Bitkileri, balıkları ve Dünya’daki yaşamın çoğunu göz ardı ederken, “bizim gibi” olarak tercih edilen diğer primatlara ve “karizmatik” memelilere olan ilgimizde bunun açıkça görüldüğünü yazıyor. Bu aynı zamanda hayvanları nasıl eşitsiz ve keyfi standartlara tabi tuttuğumuzda da görülüyor. Şempanzelerin davranışını, gelişimini ve işleyişini etkileyen laboratuvar kısıtlamalarına rağmen, çoğu tutsak şempanze ile özerk Batı insanını karşılaştıran, insanlar ve diğer maymunlar arasındaki zeka karşılaştırmalarını ele alalım.

Esaret etiği ve sonuçta ortaya çıkan araştırmanın potansiyel sınırlamalarından rahatsız olan Webb, yalnızca vahşi doğada ve kutsal alanlardaki maymunlarla çalışıyor. Bu samimi, çoğu zaman derin karşılaşmalar, insan olmayan daha fazla varlığın bir tür bilince veya “akıllı yaşama” sahip olma ihtimalinin yüksek olduğu inancını güçlendiriyor.
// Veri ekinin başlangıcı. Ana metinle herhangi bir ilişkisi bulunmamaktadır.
PR #528, opened 2026-05-14
fix(tmux): clear t.ptmx after wg.Wait to avoid race with resize goroutines (#512)

### LINKED ISSUE #464: [Detail Bug] Tmux: Re-attaching after a failed detach restore hangs due to closed PTY handle
# Detail Bug Report

https://app.detail.dev/org_d0a388e8-ab25-4b0e-bf83-9421012703cd/bugs/bug_0b1c7060-faf6-4faf-a340-008b2ff77b02

Introduced in 9ebec097aa767fe97500f6128c9e71e82cb064dc by @sachiniyer on Mar 9, 2026

# Summary
- **Context**: `TmuxSession.Detach()` is responsible for disconnecting from an attached tmux session and re-establishing a fresh PTY connection so the session can be re-attached later.
- **Bug**: When `Restore()` fails after detaching, `t.ptmx` is left pointing to a closed file instead of being set to `nil` or a valid PTY.
- **Actual vs. expected**: After `Detach()` with a failed `Restore()`, `t.ptmx` should be `nil` or a valid PTY, but instead it remains pointing to a closed file.
- **Impact**: Subsequent `Attach()` calls silently succeed but create broken goroutines. Users see confusing "Session terminated without detaching" errors and experience hangs. Recovery requires restarting the TUI.

# Code with Bug
```go
func (t *TmuxSession) Detach() {
	defer func() {
		close(t.attachCh)
		t.attachCh = nil
		t.cancel = nil
		t.ctx = nil
		t.wg = nil
		// BUG: t.ptmx is NOT set to nil here  // <-- BUG 🔴 leaves closed PTY referenced on error paths
	}()

	t.cancel()

	if err := t.ptmx.Close(); err != nil {
		log.ErrorLog.Printf("error closing attach pty session: %v", err)
		t.wg.Wait()
		return  // Early return leaves t.ptmx pointing to closed file
	}

	if err := t.Restore(""); err != nil {
		log.ErrorLog.Printf("error restoring pty after detach: %v", err)
		// BUG: Restore failed, but t.ptmx still points to closed file
	}

	t.wg.Wait()
}
```

# Explanation
`Detach()` closes the current PTY (`t.ptmx`) and then calls `Restore()` to allocate a new PTY for future attaches. If `Restore()` fails (or if `Close()` errors and the function returns early), `t.ptmx` remains a non-nil pointer to a closed file. Later `Attach()` succeeds without validating `t.ptmx`, and background `io.Copy` goroutines immediately error/exit due to the closed descriptor, leaving the attach channel in a state that causes hangs and the user-facing warning "Session terminated without detaching".

## Codebase Inconsistency
`DetachSafely()` already clears the PTY reference after closing it, preventing this broken state:

```go
func (t *TmuxSession) DetachSafely() error {
	// ...
	if t.ptmx != nil {
		if err := t.ptmx.Close(); err != nil {
			errs = append(errs, ...)
		}
		t.ptmx = nil  // CORRECT: Clears the reference
	}
	// ...
}
```

# Failing Test
```go
func TestDetachRestoreFailureThenReattach(t *testing.T) {
	// ... setup ...

	// First attach succeeds
	attachCh, err := session.Attach()
	require.NoError(t, err)

	// Detach closes ptmx and fails to Restore
	session.Detach()

	// BUG: ptmx is still the same closed file
	require.Same(t, ptmxBetweenAttaches, session.ptmx)

	// TmuxAlive() returns TRUE - the session is alive
	alive := session.DoesSessionExist()
	require.True(t, alive)

	// Attach() succeeds (no ptmx validation)
	attachCh2, err := session.Attach()
	require.NoError(t, err)

	// BUG: Channel never closes because io.Copy returns on closed ptmx
	// but Detach() was never called to close the channel
	select {
	case <-attachCh2:
		t.Fatal("Channel should NOT close - confirms the hang")
	case <-time.After(50 * time.Millisecond):
		// BUG CONFIRMED
	}
}
```

Test output:
```
Error: Session terminated without detaching. Use ctrl-w to properly detach...
BUG CONFIRMED: Channel never closes because io.Copy returns on closed ptmx
```

# Recommended Fix
Set `t.ptmx = nil` in the `Detach()` defer cleanup so a failed `Restore()` cannot leave a closed PTY referenced (and so `Restore()` can set a valid replacement if it succeeds).

# History
This bug was introduced in commit 9ebec097. The commit replaced panics with error logging to enable graceful recovery, but failed to set `t.ptmx = nil` in error paths. Before this commit, errors in `Detach()` caused panics that prevented the broken state from persisting; after the change, `t.ptmx` was left pointing to a closed file when `Restore()` failed.

### LINKED ISSUE #512: [Detail Bug] Tmux: Detach triggers data race with window-resize goroutine (t.ptmx cleared before goroutines exit)
# Detail Bug Report

https://app.detail.dev/org_d0a388e8-ab25-4b0e-bf83-9421012703cd/bugs/bug_bbc35cb5-e21f-476d-b5df-e12d19005c81

Introduced in [#474](https://github.com/sachiniyer/agent-factory/pull/474) by @sachiniyer on May 11, 2026

# Summary
- **Context**: `Detach()` in `session/tmux/tmux.go` (lines 528-564) clears `t.ptmx = nil` at line 548 BEFORE calling `t.wg.Wait()` at line 563, while `monitorWindowSize` goroutines tracked by `t.wg` may still be reading `t.ptmx` in `updateWindowSize()`.
- **Bug**: Data race - concurrent read of `t.ptmx` by resize goroutine and write by `Detach()` with incorrect ordering.
- **Actual vs. expected**: `t.ptmx` is cleared while goroutines may still be reading it; `Close()` correctly waits first then clears.
- **Impact**: Low severity - causes spurious "bad file descriptor" errors in logs during detach. Data races are undefined behavior per Go's memory model.

# Code with Bug
```go
func (t *TmuxSession) Detach() {
    // ...
    t.cancel()
    
    closeErr := t.ptmx.Close()
    t.ptmx = nil      // <-- BUG 🔴 cleared before waiting; resize goroutine may still read t.ptmx
    if closeErr != nil {
        t.wg.Wait()
        return
    }
    // ...
    t.wg.Wait()
}
```

# Explanation
`monitorWindowSize()` runs goroutines tracked by `t.wg` that react to SIGWINCH and call `t.updateWindowSize()`, which reads `t.ptmx` (via `pty.Setsize(t.ptmx, ...)`). During detach, canceling the context does not guarantee the resize goroutine won’t proceed, because it may already have received a resize event and be executing `doUpdate()`.

`Detach()` currently sets `t.ptmx = nil` before `t.wg.Wait()`, so a resize goroutine can concurrently read `t.ptmx` while `Detach()` writes it, producing a Go data race (confirmed by `go test -race`).

## Codebase Inconsistency
`Close()` implements the safe ordering (wait for goroutines, then nil `t.ptmx`) and includes an explicit comment warning about this race; `Detach()` does not follow that ordering.

# Failing Test
`go test -race ./session/tmux/... -run TestDetachRaceDuringResize` reports a data race with the write at `TmuxSession.Detach()` on `t.ptmx = nil` racing with a read in the resize path.

# Recommended Fix
Move `t.ptmx = nil` to after `t.wg.Wait()` (including the close-error path) so resize goroutines have fully exited before the pointer is cleared; this preserves the prior invariant that `t.ptmx` is nil on detach failure.

# History
This bug was introduced in commit c148818. The commit was fixing issue #464 (a hang when `Restore` fails after detach) by clearing `t.ptmx` before `Restore`. However, it placed `t.ptmx = nil` before `t.wg.Wait()` — the same race pattern that commit dd98943 had just fixed in `Close()` two weeks earlier. The dd98943 commit comment explicitly warns: "cancel context first so monitorWindowSize goroutines exit before we nil out t.ptmx, otherwise they can race against updateWindowSize". The c148818 fix correctly cleared the pointer but missed the ordering requirement.

sachiniyer:
## Summary

Closes #512.

`Detach()` in `session/tmux/tmux.go` cancelled the context and closed the PTY, then immediately cleared `t.ptmx = nil` — **before** `t.wg.Wait()`. The `monitorWindowSize` resize goroutine is tracked by `t.wg` and reads `t.ptmx` via `updateWindowSize` → `pty.Setsize(t.ptmx, ...)`, so the early clear races with the read. Under `-race` the read/write is flagged; in production the goroutine could observe a nil `ptmx` and panic dereferencing it. PR #474 introduced the early clear (to fix #464) without accounting for these goroutines.

### Fix

Reorder `Detach()` so `t.wg.Wait()` drains the resize goroutines before any further touch of `t.ptmx`:

1. `t.cancel()` — unchanged, ensures the io.Copy goroutine sees a normal detach.
2. `t.ptmx.Close()` — same as before; wakes the resize goroutines so they can return.
3. **`t.wg.Wait()`** — now happens here, BEFORE any field write.
4. `t.ptmx = nil` — unconditional, preserving #474's invariant on every error path.
5. `t.Restore("")` — installs a fresh handle, or leaves it nil on failure.

### Why option (a) over a mutex

Smaller diff, no new state, and the resize goroutines were already designed to exit on `t.ctx.Done()` — so they drain quickly once cancel + Close happen. A mutex would have to wrap every read in `updateWindowSize`/`TapEnter`/`SendKeys`/etc. and the locking discipline would be easy to break.

### Invariants preserved

- **#464**: `t.ptmx` is still cleared on every error path before Detach returns, so a subsequent `Attach()` still returns the "no PTY available" error rather than binding goroutines to a closed handle. Verified by the existing `TestDetachClearsPtmxOnRestoreFailure`.
- **#474**: same — the unconditional nil-clear is just moved one statement later.

### Test plan

- [x] `gofmt -l .` — clean
- [x] `go build ./...` — clean
- [x] `go test ./...` — green across the repo
- [x] `golangci-lint run --timeout=3m --fast` — clean
- [x] `go test -race -count=100 -run 'TestDetach.*|TestClose.*' ./session/tmux/` — green; no races
- [x] Verified the new `TestDetachDuringResizeRace` **fails** the race detector when reverted to the pre-fix code (data race report on `t.ptmx`), then passes once the fix is restored. Mirrors `TestCloseDuringAttachRace`'s pattern from #331.

### DIFF
--- a/session/tmux/race_test.go
+++ b/session/tmux/race_test.go
@@ -177,6 +177,69 @@ func TestDetachHappyPathReplacesPtmx(t *testing.T) {
 	}
 }
 
+// TestDetachDuringResizeRace is a regression test for issue #512.
+//
+// PR #474 changed Detach to clear t.ptmx right after closing the PTY so a
+// Restore failure couldn't leave a stale closed handle dangling on the
+// struct. That nil-clear happened BEFORE t.wg.Wait(), so it raced with
+// monitorWindowSize's resize goroutine — which reads t.ptmx via
+// updateWindowSize and is tracked by t.wg. Under -race the read/write of
+// t.ptmx is flagged; in production it could observe a nil ptmx and panic.
+//
+// Detach must drain t.wg.Wait() BEFORE touching t.ptmx (clear or replace
+// via Restore). Mirrors TestCloseDuringAttachRace: a stand-in goroutine
+// reads the t.ptmx field until ctx is cancelled. Many iterations to give
+// the race detector room to fire.
+func TestDetachDuringResizeRace(t *testing.T) {
+	for i := 0; i < 100; i++ {
+		ptyFactory := NewMockPtyFactory(t)
+		cmdExec := cmd_test.MockCmdExec{
+			RunFunc:    func(cmd *exec.Cmd) error { return nil },
+			OutputFunc: func(cmd *exec.Cmd) ([]byte, error) { return nil, nil },
+		}
+
+		session := newTmuxSession(toTmuxName("detach-race", ""), "claude", ptyFactory, cmdExec)
+		if err := session.Restore(""); err != nil {
+			t.Fatalf("Restore: %v", err)
+		}
+
+		session.attachCh = make(chan struct{})
+		session.wg = &sync.WaitGroup{}
+		session.ctx, session.cancel = context.WithCancel(context.Background())
+
+		// Stand-in for monitorWindowSize's resize goroutine: reads t.ptmx
+		// (the field) until ctx is cancelled. The real goroutine calls
+		// pty.Setsize(t.ptmx, ...) which reads the same field; we read the
+		// field directly to focus on the data race without touching real
+		// terminal state.
+		session.wg.Add(1)
+		go func() {
+			defer session.wg.Done()
+			for {
+				select {
+				case <-session.ctx.Done():
+					return
+				default:
+					_ = session.ptmx
+				}
+			}
+		}()
+
+		// Let the goroutine spin so Detach races with active reads.
+		time.Sleep(time.Microsecond)
+
+		session.Detach()
+
+		// Happy path: Detach calls Restore("") which succeeds and installs a
+		// fresh ptmx. The point of this test is the race detector, but
+		// asserting the happy-path invariant keeps the test honest about what
+		// state Detach leaves behind.
+		if session.ptmx == nil {
+			t.Fatalf("expected ptmx to be set after successful Detach -> Restore")
+		}
+	}
+}
+
 // TestCloseWithoutAttach ensures Close is safe when Attach was never called
 // (cancel/wg are nil).
 func TestCloseWithoutAttach(t *testing.T) {
--- a/session/tmux/tmux.go
+++ b/session/tmux/tmux.go
@@ -540,27 +540,34 @@ func (t *TmuxSession) Detach() {
 	// "Session terminated without detaching" warning.
 	t.cancel()
 
-	// Close the attached pty session. Clear t.ptmx unconditionally before
-	// Restore so a Restore failure (or a Close failure) can't leave the
-	// closed handle dangling on the struct — a subsequent Attach would
-	// otherwise silently bind goroutines to a closed file and hang (#464).
+	// Close the attached pty session, then wait for the goroutines tracked
+	// by t.wg to drain BEFORE touching t.ptmx. monitorWindowSize's resize
+	// goroutine reads t.ptmx via updateWindowSize, so clearing it (or
+	// having Restore replace it) while that goroutine is live is a data
+	// race (#512). The goroutines exit promptly once t.ctx is cancelled
+	// and the PTY is closed.
 	closeErr := t.ptmx.Close()
+	t.wg.Wait()
+
+	// Goroutines have exited; safe to touch t.ptmx without coordination.
+	// Clear unconditionally so that a subsequent Restore failure (or the
+	// Close failure above) can't leave a stale closed handle on the
+	// struct — a later Attach would otherwise silently bind goroutines
+	// to a closed file and hang (#464).
 	t.ptmx = nil
 	if closeErr != nil {
 		log.ErrorLog.Printf("error closing attach pty session: %v", closeErr)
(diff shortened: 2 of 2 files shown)


sachiniyer:
Closing — this conflicts with #527 (now in master) which touched the same Detach() function. Re-dispatching a fresh fix on the updated master.

— Captain Claude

Webb, eleştirmenlerin bunu antropomorfizm, yani “önemli bir bilimsel günah” olarak görmelerini bekliyor. İnsanlarla diğer türler arasındaki benzerliklerin gözlemlenmesine karşı gösterilen yoğun direncin, bilimsel süreci gereğinden fazla karmaşıklaştırabileceği ve sonuçları zayıflatabileceğine karşı çıkıyor. Webb, hayvan bilişi veya deneyimi hakkındaki kesinlik konusundaki ısrarın da çifte standart olduğunu savunuyor: Kendi bilincimizden başka herhangi bir bilinçten gerçekten emin olabilir miyiz?

Webb, bunu ortadan kaldırmanın sadece dünyayı tüm ihtişamı ve çeşitliliğiyle anlamak için gerekli olmadığını, aynı zamanda “radikal olarak daha alçakgönüllü bir yaklaşımın” ilk adımı olduğunu yazıyor. Zoonotik hastalıkların salgınlarına, kitlesel yok oluşlara, iklim krizine ve ekolojik çöküşe yol açan yıkıcı kapitalist güçlere ancak kendimizi diğerlerinden daha iyi olmayan hayvanlar ve doğanın bir parçası olarak kabul ederek karşı koyabiliriz.

Webb, “iyi bilimi”, tüm yaşamın ne kadar benzersiz, indirgenemez ve iç içe geçmiş olduğuna dair Yerli kültürlerden gelen içgörü ve bilgileri içerecek şekilde genişletmemizi öneriyor. İnsan istisnacılığını “zamanımızın en güçlü söylenmemiş inancı” olarak ilan ederek bu zorluğu kabul ediyor, ancak bunu öğrenmeyi bırakma sürecinin doğayla olan bağı yeniden uyandırabileceğini ve hayranlık uyandırabileceğini, hatta hayvan refahı ve çevrenin savunulmasına ilham verebileceğini savunuyor. İçinde Kibirli Maymunbu “inatçı ideolojiyi” ve onun zararlarını vurguluyor ve bunu bozabilecek tevazu, merak ve şefkati modelliyor.